Electrotherapeutic modalities such as laser, ultrasound and high-voltage galvanic stimulation may encourage the healing process, but I have treated many cases and reports from my patients have convinced me that machines and gimmicks don’t work. The most effective modalities for treating tennis elbow are those that address the cause!
AN OSTEOPATH’S PERSPECTIVE
An osteopath will take a holistic view of your symptoms as well as making a specific diagnosis. Many factors may predispose to and maintain extensor tendinopathy poor posture, bicep injuries, rotator cuff throwing injuries, repetitive action of wrist extensors, degeneration, age, and overuse of common extensor origin muscles, to name but a few.

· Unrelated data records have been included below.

PR #238, opened 2021-04-12
Also consider contacts with account 'com.android.contacts' for backup

### LINKED ISSUE #237: Message "Waiting to back up..." for local contacts
I am using seedvault on lineageos 18.1.  The "Local contacts" entry is stuck at "Waiting to back up...", even though I have contacts on device (I don't have any sort of cloud syncing enabled for them).  Is there something I need to enable to get this to work?

grote:
In our tests with CalyxOS, all local contacts had a `null` account, but for some reason on LineageOS, those contacts have `com.android.contacts`. So we now consider this as well.

Fixes #237

### DIFF
--- a/contactsbackup/src/main/java/org/calyxos/backup/contacts/VCardExporter.java
+++ b/contactsbackup/src/main/java/org/calyxos/backup/contacts/VCardExporter.java
@@ -45,7 +45,7 @@ class VCardExporter {
     private Collection<String> getLookupKeys() {
         String[] projection = new String[]{LOOKUP_KEY};
         // We can not add IS_PRIMARY here as this gets lost on restored contacts
-        String selection = ACCOUNT_TYPE + " is null";
+        String selection = ACCOUNT_TYPE + " is null OR " + ACCOUNT_TYPE + "='com.android.contacts'";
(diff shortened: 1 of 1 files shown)


mikeNG (dismissed):
LineageOS indeed uses a different way to store local contacts as you can see here: https://review.lineageos.org/q/topic:%2522eleven-local-contacts%2522+status:merged

grote:
Ah good to know. I wasn't aware that local device contacts need a patch to work at all. I guess CalyxOS uses a different patch using a `null` account while LineageOS uses the contact's app package name.

mikeNG:
> Ah good to know. I wasn't aware that local device contacts need a patch to work at all. I guess CalyxOS uses a different patch using a `null` account while LineageOS uses the contact's app package name.

At this point we are just picking those patches to support upgrades from older versions that had the patches, I'm pretty sure AOSP local contacts work without any patches now.

chirayudesai (dismissed):

chirayudesai (approved):
Rebased

sam-tim1:
How do I implement this change? I'm having quite the time as a new CalyxOS user trying to fix my issue with local contacts being stuck on "waiting to back up" for weeks.

Issue #224, opened 2021-03-11
Backup Mobile Data and WiFi Permissions


bettyvschmartz:
Because there is no bulk management of network access / firewall controls, I usually end up going through apps one-by-one and blocking all network access. From there I start allowing what I need. This is an inconvenience but is really only required at first set up. 

However, these settings are not backed up so on restore one must do it all over again. 

In the absence of global toggles it would be good to have these backed up. 

-- BVS

grote:
@chirayudesai might know better, but this *sounds* like your Android ROM should include these settings in the respective app, probably settings app. This is not really a Seedvault issue, but of the app these settings come from.

chirayudesai:
@Uldiniad was going to look into for LineageOS / CalyxOS / others using the same policy-based firewall rules.

Our current idea is that there's something storing this in the system to restore the Settings after a reboot so we'll try to back that up if possible. 

The application handling the toggles (Settings or Datura) does not keep any state currently, but if the above idea doesn't work we can change that instead then to back it up there.

bettyvschmartz:
But all my other settings from the Settings are restored, it's only the permissions that aren't. Maybe the addition of the new Datura app fixes this. 

-- BVS

bettyvschmartz:
> @Uldiniad was going to look into for LineageOS / CalyxOS / others using the same policy-based firewall rules.
> 
> Our current idea is that there's something storing this in the system to restore the Settings after a reboot so we'll try to back that up if possible. 
> 
> The application handling the toggles (Settings or Datura) does not keep any state currently, but if the above idea doesn't work we can change that instead then to back it up there.

OK, this makes sense now. Would be really useful so that an app isn't restored that then gets full network access, for example. 

-- BVS

Uldiniad:
the system reads and writes to the following file `/data/system/netpolicy.xml`

grote:
I guess this is owned by the system user, so maybe some system user app could include it in its backup? I wonder why AOSP doesn't handle this. Or is the addition of this file part of a non-upstream patch?

Btw. I consider this a non-Seedvault issue, but we can keep this ticket open, if it makes sense to discuss this here.

chirayudesai:
This file does exist in AOSP. We'll look into what can access it and try to back it up accordingly - maybe in Settings or Datura or something else.

And yeah, this isn't a Seedvault issue, we can discuss it elsewhere but keep this open till this is implemented (just so we have something that users can see when reporting)

[...]

Issue #127, opened 2020-09-11
Backup format


chirayudesai:
Discussion on the format of the backup data, and future improvements.

Current format / filesystem layout:
* .SeedVaultAndroidBackup
  * $timestamp
      * $package.apk
      * $package2.apk
      * full
        * $package (file)
        * $package2 (file)
      * kv
        * $package
          * $blob
          * $blob2
          * $blob3
          * $blob4
        * $package2
          * $blob
          * $blob2
  * $timestamp2
...

The blobs listed above for kv are typically small in size, but big in number.
This sometimes leads to the case where we are working with lots and lots of small files, and that becomes inefficient fast all around.

We can try to think about a different format for the future, especially for kv.

chirayudesai:
I was exasperated by https://github.com/stevesoltys/seedvault/pull/113#issuecomment-691219295 which is what led to starting this discussion with @grote

To re-cap, it took 90 minutes to backup call logs, in the form 2000 300 byte blobs.

Surely something like a database would work better.

There can be certain tradeoffs, but with the issues we've seen also with Nextcloud and SAF, I think it would totally be worth moving off of small files in whatever way possible.

grote:
I did a [small investigation](https://github.com/grote/seedvault/commits/kv-timing) into where the time in K/V backups is spent and it isn't the crypto, as I expected at first.

Here's two example records of the initial `@pm@` backup (the rest looks similar):

```
I: 63/209 - 30% - @pm@ record for com.android.wifi.resources
V: Getting OutputStream for @pm@ com.android.wifi.resources took 1975ms
V: Writing version for @pm@ com.android.wifi.resources took 0ms
V: Encrypting header of @pm@ com.android.wifi.resources took 41ms
V: Writing header of @pm@ com.android.wifi.resources took 33ms
V: Flushing of @pm@ com.android.wifi.resources took 0ms
V: Storing @pm@ com.android.wifi.resources took 2059ms.

I: 64/209 - 31% - @pm@ record for com.android.calllogbackup
V: Getting OutputStream for @pm@ com.android.calllogbackup took 2309ms
V: Writing version for @pm@ com.android.calllogbackup took 0ms
V: Encrypting header of @pm@ com.android.calllogbackup took 25ms
V: Writing header of @pm@ com.android.calllogbackup took 27ms
V: Flushing of @pm@ com.android.calllogbackup took 0ms
V: Storing @pm@ com.android.calllogbackup took 2370ms.
```

[...]

PR #249, opened 2021-05-07
Disable AOSP K/V Call log backups

Uldiniad:
K/V Backup of call logs creates one pair per call log entry, thus
leading to thousands of files for people with lots of logs.
This is really slow especially with Nextcloud, making the backup take hours.
Fix that by not enabling the AOSP K/V code, and instead using our own
full backup code.

Full Backup implementation: https://review.calyxos.org/c/CalyxOS/platform_packages_providers_ContactsProvider/+/2970

Issue: calyxos#395
Issue: https://github.com/seedvault-app/seedvault/issues/127
Issue: https://github.com/seedvault-app/seedvault/issues/224
Change-Id: I742408ab62e126129966f7c9d095d6e61fdc58f6


chirayudesai:
@grote one thing I noticed with this change is, if you have an old backup with the K/V backup, and then upgrade to a build with this which makes a full backup - restore still restores both backups.

I was thinking of disabling `allowBackup` for the AOSP CallLogProvider, would that help with restore too?

If not, maybe we need to add some code here.

chirayudesai:
Won't be needed after https://github.com/seedvault-app/seedvault/issues/127#issuecomment-920820699

PR #262, opened 2021-06-11
Move Seedvault/LocalContactsBackup to product partition

mikeNG:
Change-Id: I0f463d4310647765266b948276d62171a7f46243


chirayudesai:
https://source.android.com/devices/bootloader/partitions/product-partitions

Product is the right partition for apps like this. Play Services lives on product on stock for example.

grote:
Did you test if something behaves differently when these apps are on `/product` and how an existing install behaves when the app location changes?

PR #273, opened 2021-07-02
Remove GPLv3: Replace BIP39 dependency with kotlin-bip39 which is MIT

### LINKED ISSUE #272: Seedvault is unintentionally implicitly GPLv3 due to NovaCrypto/BIP39 library
https://github.com/NovaCrypto/BIP39/blob/master/LICENCE.txt

We can ask its author to also license under Apache2 or move to a different library.

Since this is a security critical library, it was also suggested to implement the few bits we need ourselves to prevent upstream from making a malicious change that allows them to decrypt people's backups.

grote:
A draft only because based on #221 which changes quite a few dependency specifications.

Fixes #272


chirayudesai:
AOSP build works.

App launches, doesn't crash.

Verified code created using previous version / old library, works. Wrong code does not verify.

chirayudesai:
I wonder if it makes sense to fully vendor the lib, source code, instead of using a prebuilt for the gradle build too.

Ala storagebackup

chirayudesai:
Rebased (on the rebase of 221) so that CI can run.

chirayudesai:
`sha256sum libs/kotlin-bip39-1.0.2.jar`
* 27807752178f7a287dbb9465467d75e83092fe3509adf3bc0851c124807430ff  libs/kotlin-bip39-1.0.2.jar

Matches https://search.maven.org/artifact/cash.z.ecc.android/kotlin-bip39/1.0.2/jar

chirayudesai (approved):

PR #279, opened 2021-07-05
SeedVault 2.0: Now with storage backup!

chirayudesai:
Change-Id: Ifd639c3c9205b417d1ec37c8e7a11a2119b5cb48


chirayudesai:
@grote I noticed both storage/lib and storage/demo had version codes, would we want to bump those too for consistency?

grote:
We could do a new release of the demo app, otherwise, this is now the first release of the lib, so version code 1 is fine for now.

PR #283, opened 2021-07-06
SeedVault: Show in launcher, as "Backup"

chirayudesai:
* Without this, you have to go to Settings -> System -> Advanced - Backup
* That can be a bit too deep sometimes, and those who don't know about this
  may not find it.
* Let's add a Launcher icon so that this is easier to find.
* We call it Backup because people may not know the same SeedVault and thus
  get confused.
* Those who know the name SeedVault probably already know to look for it in
  Settings.

Change-Id: I0d21ed2a9f77786ffab482924b7c1b2cbbf050a9

### DIFF
--- a/app/src/main/AndroidManifest.xml
+++ b/app/src/main/AndroidManifest.xml
@@ -73,7 +73,13 @@
         <activity
             android:name=".settings.SettingsActivity"
             android:permission="com.stevesoltys.seedvault.OPEN_SETTINGS"
-            android:exported="true" />
+            android:exported="true"
+            android:label="@string/backup">
+            <intent-filter>
+                <action android:name="android.intent.action.MAIN" />
+                <category android:name="android.intent.category.LAUNCHER" />
+            </intent-filter>
+        </activity>
 
         <activity
             android:name=".ui.storage.StorageActivity"


chirayudesai:
Works fine when SeedVault is enabled.

Need to see what happens when it's not, aka when it isn't the backup transport.

app/src/main/AndroidManifest.xml
```diff
@@ -61,6 +61,15 @@
             android:name=".settings.SettingsActivity"
             android:exported="true" />
 
+        <activity-alias android:name=".settings.SettingsLink"
+                android:targetActivity=".settings.SettingsActivity"
+                android:label="@string/backup">
+            <intent-filter>
+                <action android:name="android.intent.action.MAIN" />
+                <category android:name="android.intent.category.LAUNCHER" />
+            </intent-filter>
```
grote, line 70: Why does it need an alias? Could the intent filter not be added to the activity above?

chirayudesai: Yeah, good point, it could be. I was initially looking at something else which had a different label, but here there's no label so it's fine.

julianfoad:
TL;DR: In my opinion it is probably best NOT to add a launcher icon by default, because that is not in the best interest of the ordinary user in their ordinary every-day activities.

The rest of this comment is rather long. It is not meant to be a rant, just a fuller explanation of why I make this suggestion, and I thought I might as well write it all down as it may not all be obvious to everyone.

I understand, it would indeed be nice to make the Seedvault UI a bit easier to find and access. It would especially be nice during the time I (the user) am setting up and testing the backup procedure, when I need to access it again and again. Let's come back to this later, towards the end of this long comment. But I am not the ordinary user and this is not the usual way of using my phone, so let's first think about the ordinary user in their ordinary usage.

I have had the privilege of watching a real Ordinary User recently and this is what I found in real life. The "ordinary user" I speak of is quite surprising to us techies: it is a person who is focused on their own activities and does not care to spend time understanding or interfering with how their phone is working. In fact we might consider them to be neglecting their phone's needs and health. This ordinary user does not want to customize their phone: they do not even add favourite apps to their home screen! They just find them in the launcher or in recents. This ordinary user does not care about keeping the software up to date, they only do so if a pop-up forces them to, otherwise they ignore it. This ordinary user does not even bother to dismiss their notifications! That's an optional extra thing they don't need to do, they don't want to waste their brain space on it, they just want to do something particular with some particular app right now and then shut the phone.

A typical default launcher such as on LineageOS shows all the user apps, plus just one "Settings" icon. That seems an intentional and user-focused way to organize things. The ordinary user likes to get some help setting up the phone, and then forget about it. They don't need or want to visit what they regard as low-level settings like these again, so they don't need easy access to them. Additional icons added to the launcher are just clutter that get in the way of them finding their user apps.

I noticed that LineageOS-for-microG adds a second settings icon for microG settings. In a small way, that is already prioritising the interests of the developers while starting to degrade experience for the ordinary user. Let us not copy that mistake.

Backup, and microG-settings, are far from the only system settings that some users might sometimes like shortcuts for. They are just two of many. It should certainly be made possible for a ROM maker or a power user to create shortcuts to settings and settings-related apps such as Seedvault, and also to particular activities within it, so that such developers or power users can make a page of settings shortcuts if they want to. That would make sense, for example, with a launcher that allows creating sub-groups of launcher icons. But while making such things possible, let us not underestimate the importance of getting the default experience right for ordinary users.

Now back to the topic of making Seedvault easier to access for those users and those times when we do need it. A few minor enhancement suggestions here; maybe we can think of more.

* Enhancement: I noticed that searching the system settings for "backup" finds Seedvault's UI, while "seedvault" does not find it. Conversely, searching for "seedvault" does find Seedvault's "App info" screen, whereas searching for "backup" does not. Let's at least add "seedvault" to the searchable string used for its settings UI, and add "backup" to the searchable string used by its "App info", to make these consistent and more discoverable.

* Enhancement: when the "Seedvault: backup running" notification is showing, clicking this should open the Seedvault UI. It currently doesn't do anything when I touch it.

* Minor enhancement of interest to power users: without adding this to the launcher, just to mark the UI activity as launchable, so that an "Open" button appears on its "app info" screen where currently there are only the Uninstall and Force Stop buttons.

(My versions: Seedvault 11-1.2, on LineageOS-for-microG 18.1 3-September-2021, on a OnePlus 6 "enchilada")

chirayudesai:
> TL;DR: In my opinion it is probably best NOT to add a launcher icon by default, because that is not in the best interest of the ordinary user in their ordinary every-day activities. Basically, my argument is that an Ordinary User will treat it as set-and-forget settings, and will want to ignore it for nearly all of their life, so we shouldn't insert an icon for it among their user apps.

The reason for having an icon is because currently it's hidden in Settings, and not all users seem to know this functionality is available. That is also the reason it's called Backup, since that is a generic term.

> 
> At first I included a long explanation here. In the interests of both being concise here and owning my own writings, I have now moved the long explanation to [my blog post](https://blog.foad.me.uk/2021/09/07/seedvault-backup-why-not-add-a-launcher-icon/) and left just the TL;DR and the concrete suggestions here.
> 
> Now on the topic of making Seedvault easier to access for those users and those times when that's needed, a few minor suggestions:
> 
> * Enhancement: I noticed that searching the system settings for "backup" finds Seedvault's UI, while "seedvault" does not find it. Conversely, searching for "seedvault" does find Seedvault's "App info" screen, whereas searching for "backup" does not. Let's at least add "seedvault" to the searchable string used for its settings UI, and add "backup" to the searchable string used by its "App info", to make these consistent and more discoverable.

This should be fixed.
> * Enhancement: when the "Seedvault: backup running" notification is showing, clicking this should open the Seedvault UI. It currently doesn't do anything when I touch it.

Same.
> * Minor enhancement of interest to power users: without adding this to the launcher, just to mark the UI activity as launchable, so that an "Open" button appears on its "app info" screen where currently there are only the Uninstall and Force Stop buttons.

Doesn't hurt, but having it available from "App info" doesn't really help that much.
> 
> Maybe we can think of more ways to make it findable when it's needed without showing anything when it's not needed.

Suggestions welcome. I still do think that an icon is good to make it easily discoverable for the user.

I believe something similar can be said for microG Settings which you mentioned on your blog - it's good to have that icon to make it easier to access, even though for that most users may just set it up once and keep using it like that afterwards.

chirayudesai:
Sadly this won't work with https://github.com/seedvault-app/seedvault/pull/287

@flawedworld thoughts?

I don't see a way to let Launcher launch it while not letting anything else.

System launcher could be given the permission but then third party apps wouldn't be able to open it.

ASerbinski:
Some applications have the ability to show and hide their launcher icon, I understand it to be through enabling/disabling the launch activity/component.

I would suggest setting it up so that it shows by default and until it has been configured for use. First launch include a big alert dialog that explains where to find it to the user, and disappears it.

chirayudesai:
Closing this here for now.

In a tennis player with poor posture, for example, a sequence of altered body mechanics might ultimately result in symptoms. Rounded shoulders can cause internal rotation of the humerus (upper arm), with compensation at the elbow leading to supination (turning the forearm palm up). Shortening of the supinator and the biceps mean a taut end-point on extension of the arm, with disturbed force transference causing imbalance between the extensor and flexor muscles of the forearm. The osteopath would treat the above patient by reducing the mechanical disadvantage at the common extensor origin (lateral forearm), thus speeding recovery.
The sequence of events that would otherwise lead to extensor tendinopathy can even be avoided before it happens. Osteopathic treatment is potentially an extremely valuable preventive measure for the sportsman and sportwoman.